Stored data
- Opening Delimiter -
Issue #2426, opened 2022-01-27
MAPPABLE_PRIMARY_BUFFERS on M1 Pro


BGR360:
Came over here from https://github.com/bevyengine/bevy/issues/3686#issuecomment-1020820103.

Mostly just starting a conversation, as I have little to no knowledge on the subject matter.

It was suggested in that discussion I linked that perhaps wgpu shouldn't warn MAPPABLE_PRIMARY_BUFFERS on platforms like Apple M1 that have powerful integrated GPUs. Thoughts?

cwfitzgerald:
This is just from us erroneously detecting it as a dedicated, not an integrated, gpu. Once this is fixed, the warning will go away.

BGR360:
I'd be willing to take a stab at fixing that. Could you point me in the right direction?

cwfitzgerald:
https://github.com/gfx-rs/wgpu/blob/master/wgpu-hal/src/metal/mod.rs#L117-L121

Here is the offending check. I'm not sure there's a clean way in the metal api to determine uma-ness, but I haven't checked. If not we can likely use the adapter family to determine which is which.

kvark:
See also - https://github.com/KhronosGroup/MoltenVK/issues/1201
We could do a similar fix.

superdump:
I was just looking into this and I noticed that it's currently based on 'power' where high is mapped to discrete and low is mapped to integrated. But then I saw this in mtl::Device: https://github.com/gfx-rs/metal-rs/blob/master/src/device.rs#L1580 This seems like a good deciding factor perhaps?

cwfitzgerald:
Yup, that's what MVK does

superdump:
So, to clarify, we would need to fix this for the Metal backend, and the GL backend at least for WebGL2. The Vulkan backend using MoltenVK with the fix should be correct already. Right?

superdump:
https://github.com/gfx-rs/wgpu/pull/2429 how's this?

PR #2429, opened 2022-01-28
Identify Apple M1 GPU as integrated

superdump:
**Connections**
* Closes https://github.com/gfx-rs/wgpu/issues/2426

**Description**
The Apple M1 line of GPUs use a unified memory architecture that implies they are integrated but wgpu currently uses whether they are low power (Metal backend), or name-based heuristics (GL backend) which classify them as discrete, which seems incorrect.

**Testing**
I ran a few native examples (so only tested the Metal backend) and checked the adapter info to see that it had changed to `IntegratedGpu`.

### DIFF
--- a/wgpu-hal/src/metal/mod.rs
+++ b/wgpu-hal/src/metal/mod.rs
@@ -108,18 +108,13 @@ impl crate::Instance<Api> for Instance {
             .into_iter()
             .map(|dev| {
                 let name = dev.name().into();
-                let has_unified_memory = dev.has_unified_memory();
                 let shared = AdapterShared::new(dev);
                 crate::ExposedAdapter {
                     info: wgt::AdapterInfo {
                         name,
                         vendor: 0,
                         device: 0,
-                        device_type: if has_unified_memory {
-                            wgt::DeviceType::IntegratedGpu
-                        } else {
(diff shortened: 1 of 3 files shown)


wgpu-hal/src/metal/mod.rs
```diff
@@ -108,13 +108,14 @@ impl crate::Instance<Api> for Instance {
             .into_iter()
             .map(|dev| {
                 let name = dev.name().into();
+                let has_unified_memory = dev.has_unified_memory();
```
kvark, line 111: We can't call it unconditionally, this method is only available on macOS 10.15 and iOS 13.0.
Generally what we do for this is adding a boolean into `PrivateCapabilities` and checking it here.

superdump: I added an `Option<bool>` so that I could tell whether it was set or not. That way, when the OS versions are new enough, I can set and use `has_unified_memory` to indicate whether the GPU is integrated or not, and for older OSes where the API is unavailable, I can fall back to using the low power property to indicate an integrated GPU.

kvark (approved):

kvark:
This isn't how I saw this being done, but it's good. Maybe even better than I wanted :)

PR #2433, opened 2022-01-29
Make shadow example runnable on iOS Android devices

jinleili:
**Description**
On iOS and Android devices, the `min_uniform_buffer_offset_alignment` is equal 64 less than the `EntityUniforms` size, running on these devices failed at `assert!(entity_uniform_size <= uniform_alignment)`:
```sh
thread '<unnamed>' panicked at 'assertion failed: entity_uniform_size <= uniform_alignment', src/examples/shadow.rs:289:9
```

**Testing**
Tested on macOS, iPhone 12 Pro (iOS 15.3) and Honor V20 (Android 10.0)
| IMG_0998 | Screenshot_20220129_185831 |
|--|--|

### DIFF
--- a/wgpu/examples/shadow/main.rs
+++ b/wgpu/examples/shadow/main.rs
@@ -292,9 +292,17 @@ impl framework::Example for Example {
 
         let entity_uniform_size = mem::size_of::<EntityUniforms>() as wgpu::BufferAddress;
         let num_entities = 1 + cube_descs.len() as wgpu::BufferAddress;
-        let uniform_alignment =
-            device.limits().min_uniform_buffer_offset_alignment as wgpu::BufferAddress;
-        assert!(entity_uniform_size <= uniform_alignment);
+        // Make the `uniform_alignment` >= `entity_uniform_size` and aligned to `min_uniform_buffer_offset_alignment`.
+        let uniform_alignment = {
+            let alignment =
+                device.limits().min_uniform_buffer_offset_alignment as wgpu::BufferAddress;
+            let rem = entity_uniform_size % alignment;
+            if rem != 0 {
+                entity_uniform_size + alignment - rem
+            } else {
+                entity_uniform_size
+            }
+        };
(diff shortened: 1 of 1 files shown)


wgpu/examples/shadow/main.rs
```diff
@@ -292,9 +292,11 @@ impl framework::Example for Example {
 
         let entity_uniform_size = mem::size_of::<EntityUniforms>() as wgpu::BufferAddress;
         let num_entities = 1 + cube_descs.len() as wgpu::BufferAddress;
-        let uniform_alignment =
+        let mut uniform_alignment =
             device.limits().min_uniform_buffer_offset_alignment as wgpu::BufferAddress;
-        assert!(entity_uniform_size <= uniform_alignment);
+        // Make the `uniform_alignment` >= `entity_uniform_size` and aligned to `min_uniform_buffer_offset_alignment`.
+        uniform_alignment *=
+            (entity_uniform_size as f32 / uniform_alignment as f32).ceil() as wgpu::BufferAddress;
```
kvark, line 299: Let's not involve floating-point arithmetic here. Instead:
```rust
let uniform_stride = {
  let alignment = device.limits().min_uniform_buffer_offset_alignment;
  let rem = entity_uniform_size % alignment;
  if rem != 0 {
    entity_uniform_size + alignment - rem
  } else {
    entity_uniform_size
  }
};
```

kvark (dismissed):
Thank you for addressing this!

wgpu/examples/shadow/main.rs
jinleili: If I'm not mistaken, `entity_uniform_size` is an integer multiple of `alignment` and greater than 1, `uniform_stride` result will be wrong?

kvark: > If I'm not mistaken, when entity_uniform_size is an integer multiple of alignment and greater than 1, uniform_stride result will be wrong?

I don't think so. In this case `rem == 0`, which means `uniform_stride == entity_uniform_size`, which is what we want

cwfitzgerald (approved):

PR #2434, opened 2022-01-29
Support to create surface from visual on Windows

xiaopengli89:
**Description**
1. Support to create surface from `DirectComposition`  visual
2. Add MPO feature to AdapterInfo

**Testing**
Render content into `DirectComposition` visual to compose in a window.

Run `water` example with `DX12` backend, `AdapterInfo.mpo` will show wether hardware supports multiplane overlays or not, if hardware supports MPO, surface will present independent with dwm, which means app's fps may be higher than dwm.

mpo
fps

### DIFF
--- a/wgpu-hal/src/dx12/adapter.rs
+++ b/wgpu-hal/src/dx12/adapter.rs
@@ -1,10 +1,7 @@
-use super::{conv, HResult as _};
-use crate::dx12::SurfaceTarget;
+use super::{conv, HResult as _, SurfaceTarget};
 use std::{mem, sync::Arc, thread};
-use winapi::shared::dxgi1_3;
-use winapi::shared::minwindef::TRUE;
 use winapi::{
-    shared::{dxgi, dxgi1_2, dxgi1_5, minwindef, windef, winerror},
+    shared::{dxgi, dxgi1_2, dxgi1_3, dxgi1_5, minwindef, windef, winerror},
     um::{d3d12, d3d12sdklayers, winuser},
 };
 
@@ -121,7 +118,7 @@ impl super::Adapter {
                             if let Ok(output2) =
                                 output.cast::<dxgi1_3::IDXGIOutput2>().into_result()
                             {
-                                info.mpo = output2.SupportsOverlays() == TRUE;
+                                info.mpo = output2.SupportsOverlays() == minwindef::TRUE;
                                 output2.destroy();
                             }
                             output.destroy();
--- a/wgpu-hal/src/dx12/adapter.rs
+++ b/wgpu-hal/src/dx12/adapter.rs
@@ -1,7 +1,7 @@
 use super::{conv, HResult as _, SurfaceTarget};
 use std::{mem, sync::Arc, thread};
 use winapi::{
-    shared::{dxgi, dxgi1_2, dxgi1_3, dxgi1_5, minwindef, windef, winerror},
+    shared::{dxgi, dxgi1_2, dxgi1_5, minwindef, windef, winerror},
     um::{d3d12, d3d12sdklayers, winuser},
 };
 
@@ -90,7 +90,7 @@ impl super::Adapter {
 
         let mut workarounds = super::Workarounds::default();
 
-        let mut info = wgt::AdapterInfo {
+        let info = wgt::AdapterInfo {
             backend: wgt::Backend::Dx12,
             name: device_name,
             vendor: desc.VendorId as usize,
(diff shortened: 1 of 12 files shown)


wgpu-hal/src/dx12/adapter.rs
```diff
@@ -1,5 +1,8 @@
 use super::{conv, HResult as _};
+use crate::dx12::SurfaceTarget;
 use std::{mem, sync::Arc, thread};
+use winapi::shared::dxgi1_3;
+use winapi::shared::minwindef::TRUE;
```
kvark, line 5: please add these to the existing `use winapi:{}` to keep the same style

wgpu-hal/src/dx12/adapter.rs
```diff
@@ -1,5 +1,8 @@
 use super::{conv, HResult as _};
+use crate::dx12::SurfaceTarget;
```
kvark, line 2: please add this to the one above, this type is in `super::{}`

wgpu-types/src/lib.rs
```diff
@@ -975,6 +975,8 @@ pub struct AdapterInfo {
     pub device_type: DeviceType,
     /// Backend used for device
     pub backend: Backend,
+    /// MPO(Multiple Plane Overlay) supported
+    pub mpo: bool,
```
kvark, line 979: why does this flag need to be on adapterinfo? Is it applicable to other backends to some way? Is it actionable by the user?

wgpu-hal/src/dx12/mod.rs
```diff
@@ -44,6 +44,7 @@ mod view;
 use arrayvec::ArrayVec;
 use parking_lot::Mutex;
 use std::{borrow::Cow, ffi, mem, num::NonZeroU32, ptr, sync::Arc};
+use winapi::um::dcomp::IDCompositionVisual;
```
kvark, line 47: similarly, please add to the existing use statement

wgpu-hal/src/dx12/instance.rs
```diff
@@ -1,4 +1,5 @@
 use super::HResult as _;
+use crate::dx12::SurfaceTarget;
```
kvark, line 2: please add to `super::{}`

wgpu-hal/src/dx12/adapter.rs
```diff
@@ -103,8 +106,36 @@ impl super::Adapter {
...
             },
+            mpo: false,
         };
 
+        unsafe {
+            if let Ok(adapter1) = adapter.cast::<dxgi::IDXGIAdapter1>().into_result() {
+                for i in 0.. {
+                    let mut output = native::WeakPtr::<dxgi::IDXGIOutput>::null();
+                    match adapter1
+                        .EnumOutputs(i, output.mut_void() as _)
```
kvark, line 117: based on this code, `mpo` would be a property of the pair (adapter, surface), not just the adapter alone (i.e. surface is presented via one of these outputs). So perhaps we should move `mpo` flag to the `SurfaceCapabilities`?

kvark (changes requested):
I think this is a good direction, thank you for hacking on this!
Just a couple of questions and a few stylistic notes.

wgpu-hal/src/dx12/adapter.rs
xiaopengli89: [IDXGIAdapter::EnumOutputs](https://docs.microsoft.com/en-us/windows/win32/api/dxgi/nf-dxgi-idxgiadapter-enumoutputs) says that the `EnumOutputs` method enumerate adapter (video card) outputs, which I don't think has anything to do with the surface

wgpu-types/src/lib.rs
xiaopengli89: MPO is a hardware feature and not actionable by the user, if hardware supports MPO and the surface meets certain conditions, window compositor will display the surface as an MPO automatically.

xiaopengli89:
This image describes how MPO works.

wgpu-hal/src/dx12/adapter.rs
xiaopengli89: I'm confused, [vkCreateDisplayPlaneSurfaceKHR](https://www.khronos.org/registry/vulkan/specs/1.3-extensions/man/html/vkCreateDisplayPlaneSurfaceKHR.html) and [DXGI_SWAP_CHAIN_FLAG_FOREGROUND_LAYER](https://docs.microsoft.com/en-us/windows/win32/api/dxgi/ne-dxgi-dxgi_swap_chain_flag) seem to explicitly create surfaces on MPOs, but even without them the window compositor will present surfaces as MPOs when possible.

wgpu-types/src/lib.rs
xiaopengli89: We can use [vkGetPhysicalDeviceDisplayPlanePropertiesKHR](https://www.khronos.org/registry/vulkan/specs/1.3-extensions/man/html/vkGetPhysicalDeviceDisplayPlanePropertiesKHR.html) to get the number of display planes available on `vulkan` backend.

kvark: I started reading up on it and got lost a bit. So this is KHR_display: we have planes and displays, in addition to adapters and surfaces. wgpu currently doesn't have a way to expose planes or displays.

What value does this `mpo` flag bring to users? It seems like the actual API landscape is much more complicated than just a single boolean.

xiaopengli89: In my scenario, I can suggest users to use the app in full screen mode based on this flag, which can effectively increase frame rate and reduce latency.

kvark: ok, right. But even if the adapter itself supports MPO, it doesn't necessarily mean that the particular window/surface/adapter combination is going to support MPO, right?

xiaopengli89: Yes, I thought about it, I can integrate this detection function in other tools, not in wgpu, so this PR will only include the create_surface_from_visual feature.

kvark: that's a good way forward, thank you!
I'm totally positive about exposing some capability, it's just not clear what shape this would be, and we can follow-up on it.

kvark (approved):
- Closing Delimiter -
### The problem
The response must hold only the lines above from the line with "The Apple M1" through the line with "Generally what we", each copied exactly, both ends kept.

### Solution to the problem
The Apple M1 line of GPUs use a unified memory architecture that implies they are integrated but wgpu currently uses whether they are low power (Metal backend), or name-based heuristics (GL backend) which classify them as discrete, which seems incorrect.

**Testing**
I ran a few native examples (so only tested the Metal backend) and checked the adapter info to see that it had changed to `IntegratedGpu`.

### DIFF
--- a/wgpu-hal/src/metal/mod.rs
+++ b/wgpu-hal/src/metal/mod.rs
@@ -108,18 +108,13 @@ impl crate::Instance<Api> for Instance {
             .into_iter()
             .map(|dev| {
                 let name = dev.name().into();
-                let has_unified_memory = dev.has_unified_memory();
                 let shared = AdapterShared::new(dev);
                 crate::ExposedAdapter {
                     info: wgt::AdapterInfo {
                         name,
                         vendor: 0,
                         device: 0,
-                        device_type: if has_unified_memory {
-                            wgt::DeviceType::IntegratedGpu
-                        } else {
(diff shortened: 1 of 3 files shown)


wgpu-hal/src/metal/mod.rs
```diff
@@ -108,13 +108,14 @@ impl crate::Instance<Api> for Instance {
             .into_iter()
             .map(|dev| {
                 let name = dev.name().into();
+                let has_unified_memory = dev.has_unified_memory();
```
kvark, line 111: We can't call it unconditionally, this method is only available on macOS 10.15 and iOS 13.0.
Generally what we do for this is adding a boolean into `PrivateCapabilities` and checking it here.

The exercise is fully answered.